--- TASK ITEM ---
The output should be the records themselves, given again exactly.

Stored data
PR #897, opened 2021-07-13
Added fps counter part

JoeSiu:
An fps counter that shows the current fps while running, and shows the fps list when shutdown.

PR #898, opened 2021-07-13
Added info overlay part

JoeSiu:
a simple Info overlay that adds texts overlay to the camera images, might be useful for debugging. It can show the current fps if enabled (#897) as well as the current throttle and angle, or any other info by adding the inputs or by calling the 'add' function in InfoOverlayLogger.


DocGarbanzo:
@JoeSiu - thanks for your PR. Why would you want to put this data into the images, as they are used for training. This would distort the ability to learn. You have another PR where the car frequency data gets logged. This is more useful I think.

JoeSiu:
This part is mainly used for easier debugging. For example, when testing the stop sign detection, It's easier to see the current pilot's throttle as well as the bounding box for the stop sign directly on the camera image while using the mobile app or web controller, instead of checking the output from the shell in a separate window which I think is less convenient. It will indeed affect the training through which I didn't consider at first, sorry about that!

donkeycar/parts/info_overlay.py
```diff
@@ -0,0 +1,75 @@
+import cv2
+
+info_list = []
```
DocGarbanzo, line 3: Please don't use global variables.

donkeycar/parts/info_overlay.py
```diff
@@ -0,0 +1,75 @@
...
+
+
+class InfoOverlayLogger(object):
```
DocGarbanzo, line 6: Please combine both classes into one, this should be one part only.

donkeycar/parts/info_overlay.py
```diff
@@ -0,0 +1,75 @@
...
+        self.add("current fps = {}".format(fps))
+
+        # truncate input so it won't cover up the screen
+        user_throttle = self.truncate(user_throttle)
+        user_angle = self.truncate(user_angle)
+        pilot_throttle = self.truncate(pilot_throttle)
+        pilot_angle = self.truncate(pilot_angle)
+
+        if user_mode == "user":
+            self.add("user throttle = {}".format(user_throttle))
```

--- TASK ANSWER ---
PR #897, opened 2021-07-13
Added fps counter part

JoeSiu:
An fps counter that shows the current fps while running, and shows the fps list when shutdown.

PR #898, opened 2021-07-13
Added info overlay part

JoeSiu:
a simple Info overlay that adds texts overlay to the camera images, might be useful for debugging. It can show the current fps if enabled (#897) as well as the current throttle and angle, or any other info by adding the inputs or by calling the 'add' function in InfoOverlayLogger.


DocGarbanzo:
@JoeSiu - thanks for your PR. Why would you want to put this data into the images, as they are used for training. This would distort the ability to learn. You have another PR where the car frequency data gets logged. This is more useful I think.

JoeSiu:
This part is mainly used for easier debugging. For example, when testing the stop sign detection, It's easier to see the current pilot's throttle as well as the bounding box for the stop sign directly on the camera image while using the mobile app or web controller, instead of checking the output from the shell in a separate window which I think is less convenient. It will indeed affect the training through which I didn't consider at first, sorry about that!

donkeycar/parts/info_overlay.py
```diff
@@ -0,0 +1,75 @@
+import cv2
+
+info_list = []
```
DocGarbanzo, line 3: Please don't use global variables.

donkeycar/parts/info_overlay.py
```diff
@@ -0,0 +1,75 @@
...
+
+
+class InfoOverlayLogger(object):
```
DocGarbanzo, line 6: Please combine both classes into one, this should be one part only.

donkeycar/parts/info_overlay.py
```diff
@@ -0,0 +1,75 @@
...
+        self.add("current fps = {}".format(fps))
+
+        # truncate input so it won't cover up the screen
+        user_throttle = self.truncate(user_throttle)
+        user_angle = self.truncate(user_angle)
+        pilot_throttle = self.truncate(pilot_throttle)
+        pilot_angle = self.truncate(pilot_angle)
+
+        if user_mode == "user":
+            self.add("user throttle = {}".format(user_throttle))
```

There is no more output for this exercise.